3D printable resin/carbon nanotube composites for wearable strain sensors: Enhancing mechanical and electrical properties

Abstract

Electrically conductive composite materials are widely used for several applications, particularly flexible strain sensors for wearable electronic devices to detect human motions or apply to soft robotic technologies. Among the carbon nanotube (CNT) composites for strain sensors, the CNT composites with polypyrrole (PPy) have been scarcely found for electromechanical property improvement via digital light processing (DLP) 3D printing. Thus, this research presents a 3D printing fabrication of flexible polyurethane/CNT/PPy (FPU/CNT/PPy) composites for high complexity and model specifications, particularly strain sensing. The FPU/CNT/PPy composites were prepared as photopolymer resin with various proportions of the three components. The composites successfully achieved a gauge factor of 91.9 at 20 percent strain with high durability in 100 stretching-releasing cycles.

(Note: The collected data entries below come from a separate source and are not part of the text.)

PR #1633, opened 2026-05-27
fix(data-access): mint UUID v7 ids to match DB schema default

ekremney:
## Summary

Aligns the SpaceCat ORM with the v7-by-design DB schema. The DB column default for every PK has been `uuid_generate_v7()` since [mysticat-data-service migration #1](https://github.com/adobe/mysticat-data-service/blob/main/db/migrations/20250130000001_initial_setup.sql) (Jan 2025), but `schema.builder.js` was stamping `crypto.randomUUID()` (v4) in `#applyDefaults` *before* the INSERT, defeating the DB default. This created a v4/v7 asymmetry on the same tables (sites, opportunities, suggestions) between ORM-written rows and Mystique-direct-INSERT rows, and the v4-strict gateway regex in `spacecat-api-service` rejected the v7 rows at the API boundary (SITES-45292).

Two changes, each independently shippable:

- `fix(data-access)`: replace the client-side v4 default with `uuidv7()`, an inline implementation that mirrors the DB's plpgsql function bit-for-bit (no new npm dep). Strengthens unit and IT-test assertions so a regression to v4 fails fast.
- `feat(utils)`: rename the misleadingly-named `UUID_V4_REGEX` constant to `UUID_REGEX` (the pattern was always version-agnostic), export both names with the v4 name marked deprecated, and add explicit v4/v7 coverage to the `isValidUUID` test suite.

## Why roll forward, not migrate

`sites.id` alone is referenced by 100+ partitioned analytics tables. In-place UUID swaps require coordinated cross-table UPDATEs that aren't worth the risk. Both v4 and v7 are valid RFC 4122/9562 UUIDs, so they coexist forever — new writes converge on v7 (sortable, locality-friendly B-tree indexes); old v4 rows live out their natural life.

## Where the v4 came from

`packages/spacecat-shared-data-access/src/models/base/schema.builder.js:42` (pre-fix):

\`\`\`js
const ID_ATTRIBUTE_DATA = {
  ...
  default: () => crypto.randomUUID(),   // Node's randomUUID → UUID v4
  validate: (value) => isValidUUID(value),
};
\`\`\`

`BaseCollection.create()` → `#prepareItem` → `#applyDefaults` runs *before* the PostgREST insert, so the row arrived at PG with \`id\` already populated and the DB v7 default never fired.

## What the new `uuidv7()` does

`packages/spacecat-shared-data-access/src/util/uuid.js` (new) implements the same byte layout as the DB's `uuid_generate_v7()` plpgsql function:

- Bytes 0-5: unix timestamp in milliseconds (big-endian)
- Bytes 6-15: 10 random bytes via `crypto.randomBytes`
- Byte 6 high nibble pinned to `7` (version field)
- Byte 8 high two bits pinned to `10` (variant field)

## Test changes

- **Unit (data-access)**: new `test/unit/util/uuid.test.js` proves version nibble = 7, variant bits 8/9/a/b, ms-encoded timestamp, time-sortable, unique across 1000 calls. `test/unit/models/base/schema.builder.test.js` now asserts the generated id's version nibble explicitly.
- **IT (data-access)**: added `expect(getId().charAt(14)).to.equal('7')` to create-path assertions in `site.test.js`, `opportunity.test.js`, `suggestion.test.js`, `report.test.js`, `contact-sales-lead.test.js`. These run against a real PostgREST + Postgres, so if anyone ever regresses the ORM to v4 the IT suite catches it.
- **Unit (utils)**: extended the `isValidUUID` test suite to cover v4 and v7 explicitly; added a test asserting `UUID_REGEX` and `UUID_V4_REGEX` are both exported and identity-equal.
- **Subpath barrel checks (utils)**: `test/index.test.js` and `test/subpaths.test.js` expected-exports lists were updated to include the two new public symbols.

## Verification

- ✅ `npm test -w packages/spacecat-shared-data-access` — 2231 passing, 100% coverage on the new `uuid.js`
- ✅ `npm test -w packages/spacecat-shared-utils` — 1154 passing
- ✅ `npm run lint` clean for both packages

## Compatibility

- **Validators stay agnostic.** `isValidUUID` and `z.uuid()` (Zod 4.1.13) both accept v4 *and* v7 — verified empirically. No callsite in `packages/spacecat-shared-utils/src/schemas.js` uses the strict `z.uuidv4()`, so they keep accepting both.
- **No DB migration.** Schema stays v7-by-design as it has been since Jan 2025.
- **No breaking change for existing consumers.** New rows minted by the ORM will be v7 going forward; the API contract is version-agnostic for any caller using `isValidUUID` or `z.uuid()`.

## Related

- SITES-45292 — the direct-apply e2e where this asymmetry was uncovered
- [adobe/spacecat-api-service#2496](https://github.com/adobe/spacecat-api-service/pull/2496) — companion gate-widening PR (already open, deployed via branch-deploy)
- Ticket Edit 3 (UI-side gate in `experience-success-studio-ui`) and Edit 5 (api-service test assertions) live in other repos and are out of scope for this PR

## Out of scope (worth flagging as follow-ups)

`sentiment-guideline.schema.js:45` and `sentiment-topic.schema.js:43` still use `crypto.randomUUID()` for *secondary* `text` columns (`guideline_id`, `topic_id`) that have no DB default. They're minting v4 for new rows. Not the bug from the ticket — these aren't `id` PK columns — but worth a follow-up if you want fleet-wide v7 alignment.

## Test plan

- [ ] CI green on lint + unit tests for both packages
- [ ] (optional) Run data-access IT tests locally — `npm run test:it -w packages/spacecat-shared-data-access` — to confirm v7 minting works against a real PostgREST + Postgres
- [ ] After release, verify in dev that newly-created sites/opportunities/suggestions have v7 ids (version nibble 7 at position 14)

### DIFF
--- a/packages/spacecat-shared-data-access/src/models/base/schema.builder.js
+++ b/packages/spacecat-shared-data-access/src/models/base/schema.builder.js
@@ -15,6 +15,7 @@ import {
 } from '@adobe/spacecat-shared-utils';
 
 import { SchemaBuilderError } from '../../errors/index.js';
+import { uuidv7 } from '../../util/uuid.js';
 import {
   decapitalize,
   entityNameToAllPKValue,
@@ -29,17 +30,15 @@ import Schema from './schema.js';
 
 const DEFAULT_SERVICE_NAME = 'SpaceCat';
 
-/**
- * ID attribute configuration object.
- * Ensures a UUID-based "primary key".
- * @type {object}
- */
+// The DB column default is `uuid_generate_v7()` (mysticat-data-service migration
+// 20250130000001_initial_setup.sql). We mint v7 client-side so the in-memory
+// record matches what the DB would have minted — sortable, locality-friendly.
 const ID_ATTRIBUTE_DATA = {
   type: 'string',
   postgrestField: 'id',
   required: true,
   readOnly: true,
-  default: () => crypto.randomUUID(),
+  default: () => uuidv7(),
   validate: (value) => isValidUUID(value),
 };
 
--- a/packages/spacecat-shared-data-access/src/util/uuid.js
+++ b/packages/spacecat-shared-data-access/src/util/uuid.js
@@ -18,7 +18,9 @@ import { randomBytes } from 'crypto';
 // schema has been v7-by-design since Jan 2025; this keeps the ORM aligned.
 /* eslint-disable no-bitwise */
 function uuidv7() {
-  const bytes = Buffer.alloc(16);
+  // Every byte is overwritten below (0-5 from the timestamp, 6-15 from
+  // randomBytes), so allocUnsafe avoids the zero-fill that alloc would do.
+  const bytes = Buffer.allocUnsafe(16);
   const ms = BigInt(Date.now());
 
   bytes[0] = Number((ms >> 40n) & 0xffn);
--- a/packages/spacecat-shared-data-access/src/util/uuid.js
+++ b/packages/spacecat-shared-data-access/src/util/uuid.js
@@ -1,0 +1,41 @@
+/*
+ * Copyright 2026 Adobe. All rights reserved.
+ * This file is licensed to you under the Apache License, Version 2.0 (the "License");
+ * you may not use this file except in compliance with the License. You may obtain a copy
+ * of the License at http://www.apache.org/licenses/LICENSE-2.0
+ *
+ * Unless required by applicable law or agreed to in writing, software distributed under
+ * the License is distributed on an "AS IS" BASIS, WITHOUT WARRANTIES OR REPRESENTATIONS
+ * OF ANY KIND, either express or implied. See the License for the specific language
+ * governing permissions and limitations under the License.
+ */
+
+import { randomBytes } from 'crypto';
+
+// Mirrors the database's `uuid_generate_v7()` plpgsql function defined in
+// mysticat-data-service migration 20250130000001_initial_setup.sql so client-
+// minted ids share the same time-sortable layout as DB-defaulted rows. The
+// schema has been v7-by-design since Jan 2025; this keeps the ORM aligned.
+/* eslint-disable no-bitwise */
+function uuidv7() {
+  const bytes = Buffer.alloc(16);
+  const ms = BigInt(Date.now());
+
+  bytes[0] = Number((ms >> 40n) & 0xffn);
+  bytes[1] = Number((ms >> 32n) & 0xffn);
+  bytes[2] = Number((ms >> 24n) & 0xffn);
+  bytes[3] = Number((ms >> 16n) & 0xffn);
+  bytes[4] = Number((ms >> 8n) & 0xffn);
+  bytes[5] = Number(ms & 0xffn);
+
+  randomBytes(10).copy(bytes, 6);
+
+  bytes[6] = (bytes[6] & 0x0f) | 0x70;
+  bytes[8] = (bytes[8] & 0x3f) | 0x80;
+
+  const hex = bytes.toString('hex');
+  return `${hex.slice(0, 8)}-${hex.slice(8, 12)}-${hex.slice(12, 16)}-${hex.slice(16, 20)}-${hex.slice(20)}`;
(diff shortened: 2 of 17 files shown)


lucianfelix (dismissed):

MysticatBot-Dev (dismissed):
Hey @ekremney,

## Strengths

- **Correct and minimal `uuidv7()` implementation** (`src/util/uuid.js:20-38`): Clean RFC 9562 byte layout using `Buffer.alloc` + `crypto.randomBytes` + bitwise masking. Bit-mirrors the DB's plpgsql function so ids are interchangeable regardless of minting path. Readable enough to compare byte-for-byte against the DB function during future debugging.
- **Proper CSPRNG usage** (`src/util/uuid.js:30`): Uses `crypto.randomBytes(10)` for the random portion - the correct source for identifier generation. 80 bits of entropy per UUID exceeds collision resistance requirements.
- **Excellent deprecation strategy** (`functions.js:18-19`): `UUID_V4_REGEX = UUID_REGEX` as a same-reference alias means zero runtime cost, zero breakage for downstream consumers, and clear deprecation signal. This is the right way to rename a public constant without a semver-breaking bump.
- **Rolling forward rather than migrating** is the right architectural call. With 100+ partitioned analytics tables referencing `sites.id`, an in-place UUID swap would be high-risk for negligible benefit. v4 and v7 coexist cleanly under RFC 4122/9562.
- **Comprehensive test coverage** (`test/unit/util/uuid.test.js`): Property-based checks on format, version nibble, variant bits, timestamp encoding, time-sortability, and uniqueness. The timestamp bracket test (lines 42-51) is particularly well-constructed. IT assertions across 5 entity types provide regression safety against a revert to v4.
- **Change discipline is excellent**: Two logically distinct but tightly related changes, each independently shippable as stated. The PR description is exemplary - root cause, decision rationale, byte layout correspondence, and explicit out-of-scope items.

## Issues

### Minor (Nice to Have)

1. **`packages/spacecat-shared-data-access/src/util/uuid.js:21` - `Buffer.alloc(16)` zero-fills unnecessarily**: Every byte is explicitly written before being read (bytes 0-5 from timestamp, bytes 6-15 from `randomBytes.copy`), so the zero-fill is immediately undone. `Buffer.allocUnsafe(16)` is more precise about intent. Micro-optimization that doesn't matter in practice since ID generation isn't a hot loop, but it communicates "I will fill every byte myself."

2. **`test/unit/util/uuid.test.js:56-63` - Time-sortability test relies on wall-clock timing**: The `setTimeout(resolve, 2)` approach depends on the callback not firing within the same millisecond. On heavily loaded CI runners, timer resolution can compress. A fake clock advancing by 1ms would make this deterministic. Low flakiness risk given the 2ms margin, but worth noting.

## Recommendations

- **Longer-term: consider omitting `id` from the INSERT payload entirely.** If the ORM could skip `id` when no explicit value was provided by the caller, the DB's `uuid_generate_v7()` default would fire and there'd be no client-side implementation to keep in sync. This eliminates the maintenance surface of keeping two implementations bit-compatible. Not urgent given that RFC 9562 is frozen, but it's the simplest long-term state.
- **Sub-millisecond ordering (RFC 9562 Section 6.2):** The current implementation uses pure random bits for bytes 6-15, so two UUIDs minted in the same millisecond have random relative ordering. A monotonic counter would guarantee sort order within a tick. The DB-side function likely has the same behavior, so this is consistent - worth noting if high-throughput inserts matter for time-sorted queries.

## Assessment

Ready to merge? Yes

The implementation is correct, well-tested, backward-compatible, and well-scoped. No Critical or Important issues. CI should be confirmed green before merge.

---

<sub><b>Skill:</b> pr-review | <b>Model:</b> us.anthropic.claude-opus-4-6-v1[1m] | <b>Duration:</b> 0m 44s | <b>Cost:</b> $3.97 | <b>Commit:</b> <code>f3dc5374b26c8d823e7c5e150d49a5fd13dc735a</code><br>If this code review was useful, please react with 👍. Otherwise, react with 👎.</sub>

More than 85% of printing accuracy was also found under the DLP 3D printing method. The small deformation of the composites could be detected during the stretching-releasing process during time-dependent testing. Examples of simple human activity and complex spring motion could be successfully detected due to the high responsibility and reproducibility of the finger motion. The composites mentioned in this study could reach the field of strain sensing and can further be applied to other fields such as healthcare and soft robotics.